*** Opening SOURCE INFORMATION ***

PR #4468, opened 2024-11-06
[core] Delete useless methods in Catalog

JingsongLi:
### Purpose

Delete follow methods in Catalog because of useless, We recommend using methods such as `getTable` directly to avoid errors in implementation.
```
    /**
     * Get lock factory from catalog. Lock is used to support multiple concurrent writes on the
     * object store.
     */
    Optional<CatalogLockFactory> lockFactory();

    /** Get lock context for lock factory to create a lock. */
    default Optional<CatalogLockContext> lockContext() {
        return Optional.empty();
    }

    /** Get metastore client factory for the table specified by {@code identifier}. */
    default Optional<MetastoreClient.Factory> metastoreClientFactory(Identifier identifier)
            throws TableNotExistException {
        return Optional.empty();
    }
```

Delete follow methods in Catalog because of repetitive:
```
    /**
     * Check if a database exists in this catalog.
     *
     * @param databaseName Name of the database
     * @return true if the given database exists in the catalog false otherwise
     */
    default boolean databaseExists(String databaseName) {
        try {
            loadDatabaseProperties(databaseName);
            return true;
        } catch (DatabaseNotExistException e) {
            return false;
        }
    }

    /**
     * Check if a table exists in this catalog.
     *
     * @param identifier Path of the table
     * @return true if the given table exists in the catalog false otherwise
     */
    default boolean tableExists(Identifier identifier) {
        try {
            return getTable(identifier) != null;
            return false;
        }
    }

    /**
     * Check if a view exists in this catalog.
     *
     * @param identifier Path of the view
     * @return true if the given view exists in the catalog false otherwise
     */
    default boolean viewExists(Identifier identifier) {
        try {
            return getView(identifier) != null;
        } catch (ViewNotExistException e) {
            return false;
        }
    }
```

Modify `loadDatabaseProperties` in Catalog because we can have a better naming for `getDatabase`:
```
    /**
     * Return a {@link Database} identified by the given name.
     *
     * @param name Database name
     * @return The requested {@link Database}
     * @throws DatabaseNotExistException if the requested database does not exist
     */
    Database getDatabase(String name) throws DatabaseNotExistException;
```

### Tests

Existing tests.

### API and Format

Catalog API.

### DIFF
--- a/paimon-core/src/main/java/org/apache/paimon/catalog/AbstractCatalog.java
+++ b/paimon-core/src/main/java/org/apache/paimon/catalog/AbstractCatalog.java
@@ -98,7 +98,6 @@ public abstract class AbstractCatalog implements Catalog {
         return fileIO;
     }
 
-    @Override
     public Optional<CatalogLockFactory> lockFactory() {
         if (!lockEnabled()) {
             return Optional.empty();
@@ -118,7 +117,6 @@ public abstract class AbstractCatalog implements Catalog {
         return Optional.empty();
     }
 
-    @Override
     public Optional<CatalogLockContext> lockContext() {
         return Optional.of(CatalogLockContext.fromOptions(catalogOptions));
     }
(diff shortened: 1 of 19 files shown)


yuzelin (approved):
+1

PR #4475, opened 2024-11-07
commit failed, add table name to the log

melin:
### Purpose

flink cdc pipeline writes multiple paimon. If write fails, only file name information, no table name.


JingsongLi (approved):
+1

PR #4477, opened 2024-11-07
[core] Call full gc to avoid meta space oom while generating classes.

leaves12138:
### Purpose

To avoid out-of-memory error while generating classes, so we call full gc to collect garbage classloaders.


wwj6591812:
+1

JingsongLi (approved):
+1

PR #4478, opened 2024-11-07
[Core]commit failed, add table name to the log

melin:
### Purpose
flink cdc pipeline writes multiple table. If write failed, only file name information, no table name. It is difficult to find which table failed to write


wwj6591812:
You means FlinkCdcMultiTableSink?
@melin

JingsongLi:
I remember I have merged this PR?....

PR #4479, opened 2024-11-07
[parquet] Support to enable parquet bloomfilter

Aitozi:
### Purpose

This pr is meant to support to enable parquet bloomfilter.

```
// Enable the bloom filter for all columns
conf.set("parquet.bloom.filter.enabled", true);
// Disable the bloom filter for the column 'column.path'
conf.set("parquet.bloom.filter.enabled#column.path", false);
// The bloom filter will be enabled for all columns except 'column.path'
```

Linked issue: close #xxx


JingsongLi (approved):
+1

PR #4480, opened 2024-11-07
[core] Add batch add partitions in MetastoreClient

Zouxxyy:
### Purpose

hiveClient support `client.add_partitions` to add partitions at once, we can use it in AddPartitionCommitCallback

this speeds up the load table a lot when have many partitions to sync.


wwj6591812:
+1

JingsongLi (approved):
+1

PR #4482, opened 2024-11-08
[core] Fix merge schemas equal method issue

harveyyue:
### Purpose

Linked issue: close #xxx
No


wwj6591812:
+1

JingsongLi:
I remember this is not an issue. @harveyyue Can you find the exact case?

JingsongLi:
> > I remember this is not an issue. @harveyyue Can you find the exact case?
> 
> Using spark format `paimon` to write upstream data will generate a new schema-xxx since have no schema changes `dataset.format("paimon").options(options);`

@harveyyue Can you add a test case?

harveyyue:
> > > I remember this is not an issue. @harveyyue Can you find the exact case?
> > 
> > 
> > Using spark format `paimon` to write upstream data will generate a new schema-xxx since have no schema changes `dataset.format("paimon").options(options);`
> 
> @harveyyue Can you add a test case?

Done
We did some changes to reselect column according table schema, so we will trigger the `==` compare method from row type.

JingsongLi (approved):
+1

PR #4483, opened 2024-11-08
[core][spark] Support adding and dropping nested columns in Spark

tsreaper:
### Purpose

Spark SQL supports adding and dropping nested columns, but Paimon currently does not support it. This PR adds support for adding and dropping nested columns.

### Tests

Unit tests and IT cases.

### API and Format

No format changes.

### Documentation

This feature does not need a document.

### DIFF
--- a/paimon-core/src/main/java/org/apache/paimon/catalog/AbstractCatalog.java
+++ b/paimon-core/src/main/java/org/apache/paimon/catalog/AbstractCatalog.java
@@ -536,7 +536,7 @@ public abstract class AbstractCatalog implements Catalog {
         for (SchemaChange change : changes) {
             if (change instanceof SchemaChange.AddColumn) {
                 SchemaChange.AddColumn addColumn = (SchemaChange.AddColumn) change;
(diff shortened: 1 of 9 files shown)


JingsongLi:
Try to support this in Flink SQL too:
```
Flink SQL> create table s1 (a int, nc row<f1 int, f2 string> ) with ('connector'='datagen', 'number-of-rows'='10');

Flink SQL> alter table s1 modify nc row<f1 int, f2 string, f3 string>;
```

tsreaper:
> Try to support this in Flink SQL too:
> 
> ```
> Flink SQL> create table s1 (a int, nc row<f1 int, f2 string> ) with ('connector'='datagen', 'number-of-rows'='10');
> [INFO] Execute statement succeed.
> 
> Flink SQL> alter table s1 modify nc row<f1 int, f2 string, f3 string>;
> [INFO] Execute statement succeed.
> ```

Let's implement this in another PR.

JingsongLi (commented):
Please add doc too

JingsongLi (approved):
+1

PR #4485, opened 2024-11-08
[Bug] Fix the NPE when report the statistic with DeletionFile

Aitozi:
### Purpose

image

This is due to the `List<DeletionFile>` may contain `null`. I think the hms metadata should only contains the datafile. So, 
remove the DeletionFile related code.


JingsongLi (approved):
+1

PR #5375, opened 2025-03-31
[core] Optimize equals and hashCode implementation in Snapshot

Nivane:
### Purpose

Optimize equals and hashCode implementation in Snapshot


JingsongLi (approved):
+1

PR #5377, opened 2025-03-31
[rest] Redoc page uses UTF-8 charset

liyubin117:
### Purpose

There are charset issues in redoc page
image


JingsongLi:
Sorry, I missed your PR, already fixed in https://github.com/apache/paimon/pull/5380

liyubin117:
@JingsongLi Good to hear that more issues fixed in time :)

PR #5378, opened 2025-03-31
Do not throw exception of fall back branch is not exist

leaves12138:
### Purpose

There is no need to force an exception if fall-back branch is not exist.


JingsongLi:
Already merged...

PR #5380, opened 2025-04-01
[core] fix rest api doc charset and tab's icon and title

jerry-024:
### Purpose

fix rest api doc charset and tab's icon and title


JingsongLi (approved):
+1

PR #4780, opened 2024-12-26
[parquet] Support using file index result to filter row ranges

Tan-JiaLiang:
### Purpose

Support using file index result to filter row ranges.

### Tests

org.apache.paimon.table.AppendOnlyFileStoreTableTest#testBitmapIndexResultFilterParquetRowRanges

### API and Format

No.

### Documentation

No.

PR #5385, opened 2025-04-01
[parquet] Fix that ColumnIndexFilter return empty mistakenly when projection doesn't contain filter fields

yuzelin:
### Purpose

Fix bug of #4780 
Why the bug occurs:
ColumnIndexFilter#applyPredicate: 
```
if (!columns.contains(columnPath)) {
    return rangesForMissingColumns;
}
```
It returns empty range, then VectorizedParquetRecordReader:
```
this.totalRowCount = reader.getFilteredRecordCount(); // always 0
```
Finally, VectorizedParquetRecordReader#nextBatch:
```
if (rowsReturned >= totalRowCount) { // 0 >= 0
    return false;
}
```


JingsongLi:
What compute engine?

JingsongLi:
Paimon should only consider the fields after projection when converting to Parquet Filters, and discard other filters.

PR #5391, opened 2025-04-02
[core] Postpone bucket writing job should not expire snapshots

tsreaper:
### Purpose

Postpone bucket writing job should not expire snapshots. Snapshot expiration should be done in the compaction job.

This PR fixes the issue.

### Tests

* `PostponeBucketTableITCase#testPostponeWriteNotExpireSnapshots`.

### API and Format

No format changes.

### Documentation

No new feature.


JingsongLi (approved):
+1

PR #5392, opened 2025-04-02
[spark] Support scan mode when query with incremental_between

JackeyLee007:
### Purpose

Linked issue: close #xxx

When querying with paimon_incremental_between_timestamp, we want to switch among different scan modes.
* delta or changelog, if every single change is needed. 
* diff, if merge is needed.

In our micro/small batch operation, executed in hourly, we need to know when a record INSERTEd, and also when it's DELETEd. This needs deleta or changelog mode. If with diff mode, the +I and -D operation could be merged, then we won't get the -D operation. 

But when quering the main table, not the audit_log table, the merged result is expected, to just get the INSERTEd and UPDATEd records. So we also need the diff mode.

### DIFF
--- a/paimon-spark/paimon-spark-common/src/main/scala/org/apache/paimon/spark/catalyst/plans/logical/PaimonTableValuedFunctions.scala
+++ b/paimon-spark/paimon-spark-common/src/main/scala/org/apache/paimon/spark/catalyst/plans/logical/PaimonTableValuedFunctions.scala
@@ -21,8 +21,9 @@ package org.apache.paimon.spark.catalyst.plans.logical
 import org.apache.paimon.CoreOptions
 import org.apache.paimon.spark.SparkTable
 import org.apache.paimon.spark.catalyst.plans.logical.PaimonTableValuedFunctions._
-import org.apache.paimon.table.{DataTable, FileStoreTable}
+import org.apache.paimon.table.DataTable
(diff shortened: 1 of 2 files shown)


Zouxxyy:
Can you try setting spark.paimon.incremental-between-scan-mode = xx

JingsongLi (commented):
Useful feature. The ability to switch between delta/changelog/diff modes when using `paimon_incremental_between_timestamp` enables different consumption patterns:
- `delta`/`changelog`: every change visible (needed for auditing)
- `diff`: merged view (needed for batch processing)

**Review:**

1. **+46/-11** — adds a `mode` parameter to the table-valued function. Clean.

2. **Implementation**: The change is in `PaimonTableValuedFunctions.scala`. How does the mode parameter propagate to the underlying scanner? It should configure the `SnapshotReader` accordingly.

3. **Test**: The test in `TableValuedFunctionsTest.scala` should cover:
   - Default behavior (unchanged from before)
   - Explicit `delta` mode
   - Explicit `diff` mode
   - Invalid mode value → clear error

4. **Documentation**: No docs update in this PR. The Spark procedures/functions documentation should mention the new `mode` parameter.

5. **Naming**: Is `mode` the right parameter name? Consider `scan_mode` or `incremental_mode` to be more specific and align with existing options.

LGTM conceptually. Please add docs and verify the default behavior hasn't changed.

PR #5394, opened 2025-04-03
[core] make rowType not null for KeyValue and AppendOnlyFileStore

LsomeYeah:
### Purpose

Linked issue: close #xxx

rowType in KeyValue and AppendOnlyFileStore is used for read and write, make it not null.


JingsongLi (approved):
+1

*** Closing SOURCE INFORMATION ***

YOUR ASSIGNMENT
Every line of the listing that holds "datagen" should be found and copied.

REPLY TO THE EXERCISE
Flink SQL> create table s1 (a int, nc row<f1 int, f2 string> ) with ('connector'='datagen', 'number-of-rows'='10');
> Flink SQL> create table s1 (a int, nc row<f1 int, f2 string> ) with ('connector'='datagen', 'number-of-rows'='10');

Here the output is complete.